*Data*:
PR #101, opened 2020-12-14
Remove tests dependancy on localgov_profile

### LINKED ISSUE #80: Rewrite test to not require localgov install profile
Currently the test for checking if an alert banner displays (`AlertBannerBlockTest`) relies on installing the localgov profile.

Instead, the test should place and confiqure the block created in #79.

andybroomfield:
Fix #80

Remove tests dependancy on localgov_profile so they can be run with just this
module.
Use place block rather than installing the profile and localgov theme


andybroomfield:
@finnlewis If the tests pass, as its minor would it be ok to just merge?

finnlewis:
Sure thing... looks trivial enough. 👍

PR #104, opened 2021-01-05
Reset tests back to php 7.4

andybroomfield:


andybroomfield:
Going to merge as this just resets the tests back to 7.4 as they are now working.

...

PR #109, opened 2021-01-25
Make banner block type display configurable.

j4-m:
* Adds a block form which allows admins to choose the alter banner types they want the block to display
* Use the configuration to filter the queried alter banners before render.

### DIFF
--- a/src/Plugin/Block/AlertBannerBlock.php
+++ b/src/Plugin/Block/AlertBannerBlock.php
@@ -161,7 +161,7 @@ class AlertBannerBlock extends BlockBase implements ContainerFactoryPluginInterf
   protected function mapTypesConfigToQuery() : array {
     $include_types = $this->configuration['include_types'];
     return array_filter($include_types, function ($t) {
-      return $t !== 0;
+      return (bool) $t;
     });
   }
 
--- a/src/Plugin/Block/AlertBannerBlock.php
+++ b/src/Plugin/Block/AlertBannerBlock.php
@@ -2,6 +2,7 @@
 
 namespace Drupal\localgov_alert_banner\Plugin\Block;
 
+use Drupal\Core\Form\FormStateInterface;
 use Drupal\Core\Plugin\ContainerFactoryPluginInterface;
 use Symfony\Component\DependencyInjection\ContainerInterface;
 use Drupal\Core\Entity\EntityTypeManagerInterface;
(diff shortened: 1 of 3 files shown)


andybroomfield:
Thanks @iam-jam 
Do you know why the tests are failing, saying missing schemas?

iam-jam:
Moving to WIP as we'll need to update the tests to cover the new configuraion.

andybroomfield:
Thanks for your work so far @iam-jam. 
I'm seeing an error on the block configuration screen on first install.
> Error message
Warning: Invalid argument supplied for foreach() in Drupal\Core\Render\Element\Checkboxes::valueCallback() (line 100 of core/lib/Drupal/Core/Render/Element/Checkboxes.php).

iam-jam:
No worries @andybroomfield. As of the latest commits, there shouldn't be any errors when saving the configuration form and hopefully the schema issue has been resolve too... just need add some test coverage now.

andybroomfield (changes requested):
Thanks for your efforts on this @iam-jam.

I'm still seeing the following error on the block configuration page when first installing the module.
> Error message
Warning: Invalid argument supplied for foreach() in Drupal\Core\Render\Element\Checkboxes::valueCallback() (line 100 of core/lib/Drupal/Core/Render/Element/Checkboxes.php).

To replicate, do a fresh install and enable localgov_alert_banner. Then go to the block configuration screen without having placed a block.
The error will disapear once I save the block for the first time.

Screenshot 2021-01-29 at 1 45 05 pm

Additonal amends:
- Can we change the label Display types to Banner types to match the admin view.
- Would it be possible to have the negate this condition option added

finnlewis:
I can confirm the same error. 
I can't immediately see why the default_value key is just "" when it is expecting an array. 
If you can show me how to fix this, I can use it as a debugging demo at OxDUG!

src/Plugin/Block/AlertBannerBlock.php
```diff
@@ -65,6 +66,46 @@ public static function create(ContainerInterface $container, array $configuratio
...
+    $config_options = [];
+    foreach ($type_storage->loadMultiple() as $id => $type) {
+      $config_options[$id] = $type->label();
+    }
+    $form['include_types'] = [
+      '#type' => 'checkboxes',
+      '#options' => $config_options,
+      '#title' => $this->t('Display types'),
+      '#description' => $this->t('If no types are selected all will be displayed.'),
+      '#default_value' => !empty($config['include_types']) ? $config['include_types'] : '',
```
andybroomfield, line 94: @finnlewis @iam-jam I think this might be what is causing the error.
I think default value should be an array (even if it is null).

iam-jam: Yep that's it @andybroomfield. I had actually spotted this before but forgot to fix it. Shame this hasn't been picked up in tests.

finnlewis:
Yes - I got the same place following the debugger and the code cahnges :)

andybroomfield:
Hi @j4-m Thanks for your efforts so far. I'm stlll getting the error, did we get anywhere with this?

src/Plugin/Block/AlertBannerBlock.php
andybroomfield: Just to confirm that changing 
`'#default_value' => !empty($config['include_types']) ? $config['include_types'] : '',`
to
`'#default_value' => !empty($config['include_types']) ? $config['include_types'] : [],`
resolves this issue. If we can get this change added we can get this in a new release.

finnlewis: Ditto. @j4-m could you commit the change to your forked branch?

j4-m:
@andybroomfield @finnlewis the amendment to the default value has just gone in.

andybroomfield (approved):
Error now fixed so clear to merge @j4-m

*Work item*:
Please write out, exactly as they appear above, only the lines in the stretch from the line with "just gone in." through the line with "Error now fixed so clear to merge @j4-m".

*Output of the exercise*:
@andybroomfield @finnlewis the amendment to the default value has just gone in.

andybroomfield (approved):
Error now fixed so clear to merge @j4-m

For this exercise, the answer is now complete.